• [Dataset entries]
BEGIN

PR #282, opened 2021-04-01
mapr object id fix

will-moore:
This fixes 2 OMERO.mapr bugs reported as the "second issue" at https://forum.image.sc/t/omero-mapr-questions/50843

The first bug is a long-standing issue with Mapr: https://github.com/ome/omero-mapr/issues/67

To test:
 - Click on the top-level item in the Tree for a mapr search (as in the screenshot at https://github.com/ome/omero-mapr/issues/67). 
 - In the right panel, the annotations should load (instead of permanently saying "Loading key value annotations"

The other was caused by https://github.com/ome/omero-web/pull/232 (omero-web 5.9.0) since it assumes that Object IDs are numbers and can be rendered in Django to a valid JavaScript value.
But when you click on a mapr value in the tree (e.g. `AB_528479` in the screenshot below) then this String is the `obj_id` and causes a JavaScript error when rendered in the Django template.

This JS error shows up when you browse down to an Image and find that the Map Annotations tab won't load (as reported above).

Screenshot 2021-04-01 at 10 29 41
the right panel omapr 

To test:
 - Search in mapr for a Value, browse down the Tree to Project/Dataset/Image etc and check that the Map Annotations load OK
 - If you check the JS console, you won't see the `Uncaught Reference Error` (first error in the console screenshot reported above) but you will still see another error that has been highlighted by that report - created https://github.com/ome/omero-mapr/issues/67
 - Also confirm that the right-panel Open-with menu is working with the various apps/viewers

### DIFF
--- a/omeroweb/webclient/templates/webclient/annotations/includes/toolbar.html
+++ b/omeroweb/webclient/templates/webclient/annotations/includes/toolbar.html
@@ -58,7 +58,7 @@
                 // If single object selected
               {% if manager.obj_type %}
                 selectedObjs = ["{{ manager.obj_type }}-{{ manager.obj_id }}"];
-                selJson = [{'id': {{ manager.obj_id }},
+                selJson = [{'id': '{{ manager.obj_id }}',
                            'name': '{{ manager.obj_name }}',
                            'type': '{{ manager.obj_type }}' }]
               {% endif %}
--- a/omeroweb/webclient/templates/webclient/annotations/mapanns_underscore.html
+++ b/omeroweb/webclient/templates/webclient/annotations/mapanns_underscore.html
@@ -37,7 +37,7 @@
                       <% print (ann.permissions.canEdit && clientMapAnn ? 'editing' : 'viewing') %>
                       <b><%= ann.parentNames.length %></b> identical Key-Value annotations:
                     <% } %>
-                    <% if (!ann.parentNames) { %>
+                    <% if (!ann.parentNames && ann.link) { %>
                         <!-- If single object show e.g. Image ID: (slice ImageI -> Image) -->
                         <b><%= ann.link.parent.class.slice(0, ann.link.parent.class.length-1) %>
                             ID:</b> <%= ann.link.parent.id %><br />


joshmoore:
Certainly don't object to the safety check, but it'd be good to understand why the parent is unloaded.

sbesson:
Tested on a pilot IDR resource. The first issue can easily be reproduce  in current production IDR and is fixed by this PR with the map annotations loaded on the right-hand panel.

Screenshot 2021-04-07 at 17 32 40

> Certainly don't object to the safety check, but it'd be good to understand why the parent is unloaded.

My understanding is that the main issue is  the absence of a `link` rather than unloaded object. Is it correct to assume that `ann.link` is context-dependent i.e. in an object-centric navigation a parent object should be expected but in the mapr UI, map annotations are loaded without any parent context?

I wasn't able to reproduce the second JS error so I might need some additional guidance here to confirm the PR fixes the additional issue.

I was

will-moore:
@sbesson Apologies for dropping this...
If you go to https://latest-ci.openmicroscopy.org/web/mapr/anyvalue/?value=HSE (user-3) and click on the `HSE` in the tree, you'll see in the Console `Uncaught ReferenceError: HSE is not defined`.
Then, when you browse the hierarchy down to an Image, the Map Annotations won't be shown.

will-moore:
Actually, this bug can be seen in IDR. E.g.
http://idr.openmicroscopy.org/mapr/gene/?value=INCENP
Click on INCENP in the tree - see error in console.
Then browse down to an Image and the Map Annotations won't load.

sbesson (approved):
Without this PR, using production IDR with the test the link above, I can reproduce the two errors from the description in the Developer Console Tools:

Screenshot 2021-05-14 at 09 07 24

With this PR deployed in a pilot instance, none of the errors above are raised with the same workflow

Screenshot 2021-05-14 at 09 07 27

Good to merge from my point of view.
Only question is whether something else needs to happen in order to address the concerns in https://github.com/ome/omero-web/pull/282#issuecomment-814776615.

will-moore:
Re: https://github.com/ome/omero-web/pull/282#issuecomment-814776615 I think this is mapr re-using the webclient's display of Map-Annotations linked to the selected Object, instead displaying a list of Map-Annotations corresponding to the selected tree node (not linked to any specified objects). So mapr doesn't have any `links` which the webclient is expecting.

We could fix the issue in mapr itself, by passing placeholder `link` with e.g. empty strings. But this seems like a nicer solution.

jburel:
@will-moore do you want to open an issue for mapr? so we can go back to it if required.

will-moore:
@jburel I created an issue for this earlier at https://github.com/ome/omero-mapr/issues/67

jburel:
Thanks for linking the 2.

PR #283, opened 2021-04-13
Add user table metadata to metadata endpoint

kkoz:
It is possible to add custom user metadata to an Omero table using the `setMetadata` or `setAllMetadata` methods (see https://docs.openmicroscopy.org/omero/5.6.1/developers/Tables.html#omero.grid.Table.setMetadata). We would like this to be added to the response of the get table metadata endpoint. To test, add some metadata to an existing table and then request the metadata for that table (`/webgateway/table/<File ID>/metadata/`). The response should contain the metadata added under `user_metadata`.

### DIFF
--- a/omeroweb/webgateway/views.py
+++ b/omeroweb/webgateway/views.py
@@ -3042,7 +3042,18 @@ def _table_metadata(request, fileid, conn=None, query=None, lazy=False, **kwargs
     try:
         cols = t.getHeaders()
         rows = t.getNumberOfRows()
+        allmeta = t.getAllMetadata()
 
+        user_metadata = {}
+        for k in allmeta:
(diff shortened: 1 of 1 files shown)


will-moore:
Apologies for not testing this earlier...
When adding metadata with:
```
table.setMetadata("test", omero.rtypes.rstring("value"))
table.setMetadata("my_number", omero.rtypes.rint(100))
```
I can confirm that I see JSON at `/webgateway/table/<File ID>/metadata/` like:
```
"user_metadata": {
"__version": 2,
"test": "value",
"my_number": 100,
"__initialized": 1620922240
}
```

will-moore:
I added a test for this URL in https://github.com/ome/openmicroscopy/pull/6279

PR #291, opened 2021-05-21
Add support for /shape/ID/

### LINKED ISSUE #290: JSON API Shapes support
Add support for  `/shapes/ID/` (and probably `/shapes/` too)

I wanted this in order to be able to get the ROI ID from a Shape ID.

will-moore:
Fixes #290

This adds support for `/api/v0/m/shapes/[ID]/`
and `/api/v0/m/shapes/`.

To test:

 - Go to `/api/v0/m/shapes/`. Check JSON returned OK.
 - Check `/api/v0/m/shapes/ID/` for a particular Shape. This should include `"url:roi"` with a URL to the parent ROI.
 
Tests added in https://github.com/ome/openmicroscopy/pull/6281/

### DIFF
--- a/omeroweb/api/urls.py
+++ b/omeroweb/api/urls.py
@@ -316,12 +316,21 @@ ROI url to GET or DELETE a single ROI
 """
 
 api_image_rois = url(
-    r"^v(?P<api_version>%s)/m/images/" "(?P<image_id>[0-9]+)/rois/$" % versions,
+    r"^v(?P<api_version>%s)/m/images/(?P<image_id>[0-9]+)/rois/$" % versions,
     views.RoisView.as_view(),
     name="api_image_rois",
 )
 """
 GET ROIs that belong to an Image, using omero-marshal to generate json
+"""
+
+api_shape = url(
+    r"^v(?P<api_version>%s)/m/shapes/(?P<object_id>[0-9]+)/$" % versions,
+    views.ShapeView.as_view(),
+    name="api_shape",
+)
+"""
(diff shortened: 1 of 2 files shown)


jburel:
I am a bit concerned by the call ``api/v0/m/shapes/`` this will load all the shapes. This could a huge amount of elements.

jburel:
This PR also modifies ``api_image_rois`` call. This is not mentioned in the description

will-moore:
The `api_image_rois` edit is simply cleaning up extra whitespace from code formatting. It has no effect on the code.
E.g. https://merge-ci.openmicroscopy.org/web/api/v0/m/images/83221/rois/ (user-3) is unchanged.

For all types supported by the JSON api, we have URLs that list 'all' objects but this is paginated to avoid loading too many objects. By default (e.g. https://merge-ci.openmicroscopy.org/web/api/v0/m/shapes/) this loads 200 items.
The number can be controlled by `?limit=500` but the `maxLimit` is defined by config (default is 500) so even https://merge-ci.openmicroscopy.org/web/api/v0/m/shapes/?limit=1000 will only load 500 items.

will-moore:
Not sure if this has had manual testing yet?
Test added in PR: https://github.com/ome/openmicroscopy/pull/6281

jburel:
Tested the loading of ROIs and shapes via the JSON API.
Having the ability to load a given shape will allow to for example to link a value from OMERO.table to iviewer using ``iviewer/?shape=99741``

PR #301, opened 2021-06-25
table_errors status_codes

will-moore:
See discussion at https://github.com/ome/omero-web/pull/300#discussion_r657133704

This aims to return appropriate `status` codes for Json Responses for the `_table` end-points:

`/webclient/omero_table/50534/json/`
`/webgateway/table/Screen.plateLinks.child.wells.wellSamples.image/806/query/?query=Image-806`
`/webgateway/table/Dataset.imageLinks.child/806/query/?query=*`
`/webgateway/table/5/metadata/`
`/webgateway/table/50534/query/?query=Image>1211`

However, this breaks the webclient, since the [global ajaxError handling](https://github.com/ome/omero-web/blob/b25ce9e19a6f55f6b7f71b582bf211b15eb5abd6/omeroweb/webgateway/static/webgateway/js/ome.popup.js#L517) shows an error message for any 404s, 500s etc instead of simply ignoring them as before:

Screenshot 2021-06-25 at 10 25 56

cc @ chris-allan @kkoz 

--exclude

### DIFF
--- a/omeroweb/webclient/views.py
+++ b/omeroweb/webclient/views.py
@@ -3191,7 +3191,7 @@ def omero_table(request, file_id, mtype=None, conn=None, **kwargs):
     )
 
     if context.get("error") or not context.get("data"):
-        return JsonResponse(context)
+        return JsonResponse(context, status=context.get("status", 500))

END
BEGIN

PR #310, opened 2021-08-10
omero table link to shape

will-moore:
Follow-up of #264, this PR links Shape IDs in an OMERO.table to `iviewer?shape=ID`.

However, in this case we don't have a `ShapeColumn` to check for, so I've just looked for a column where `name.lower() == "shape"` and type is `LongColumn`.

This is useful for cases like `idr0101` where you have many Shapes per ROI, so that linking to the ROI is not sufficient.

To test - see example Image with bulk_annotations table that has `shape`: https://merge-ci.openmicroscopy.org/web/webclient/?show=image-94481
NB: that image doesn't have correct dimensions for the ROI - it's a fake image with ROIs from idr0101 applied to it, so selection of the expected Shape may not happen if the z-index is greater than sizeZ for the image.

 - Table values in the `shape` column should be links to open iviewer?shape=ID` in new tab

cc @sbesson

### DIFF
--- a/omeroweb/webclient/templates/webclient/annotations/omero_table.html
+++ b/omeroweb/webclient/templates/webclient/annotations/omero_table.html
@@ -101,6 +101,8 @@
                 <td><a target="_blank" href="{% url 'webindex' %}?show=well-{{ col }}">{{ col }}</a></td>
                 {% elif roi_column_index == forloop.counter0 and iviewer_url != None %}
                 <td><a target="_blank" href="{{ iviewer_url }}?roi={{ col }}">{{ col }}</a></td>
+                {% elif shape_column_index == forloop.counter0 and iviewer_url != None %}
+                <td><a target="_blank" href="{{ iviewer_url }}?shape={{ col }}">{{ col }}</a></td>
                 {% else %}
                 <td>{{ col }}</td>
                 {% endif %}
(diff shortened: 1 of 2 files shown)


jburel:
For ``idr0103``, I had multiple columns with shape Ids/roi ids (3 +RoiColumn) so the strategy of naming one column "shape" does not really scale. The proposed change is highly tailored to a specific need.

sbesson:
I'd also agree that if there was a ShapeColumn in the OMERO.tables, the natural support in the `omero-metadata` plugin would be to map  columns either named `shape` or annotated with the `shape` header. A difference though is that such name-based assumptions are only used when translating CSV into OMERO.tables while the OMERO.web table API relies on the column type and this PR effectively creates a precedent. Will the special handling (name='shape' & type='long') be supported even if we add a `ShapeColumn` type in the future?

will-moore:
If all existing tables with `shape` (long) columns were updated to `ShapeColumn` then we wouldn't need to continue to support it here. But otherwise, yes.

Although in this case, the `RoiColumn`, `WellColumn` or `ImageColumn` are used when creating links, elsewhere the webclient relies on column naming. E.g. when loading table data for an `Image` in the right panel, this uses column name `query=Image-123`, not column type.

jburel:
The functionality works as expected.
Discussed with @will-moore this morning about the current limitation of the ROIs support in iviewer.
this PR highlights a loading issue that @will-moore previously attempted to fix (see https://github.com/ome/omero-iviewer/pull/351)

END

• [What to do]
In the lines above, find each one with "toolbar" and list it.

• [Finished task]
--- a/omeroweb/webclient/templates/webclient/annotations/includes/toolbar.html
+++ b/omeroweb/webclient/templates/webclient/annotations/includes/toolbar.html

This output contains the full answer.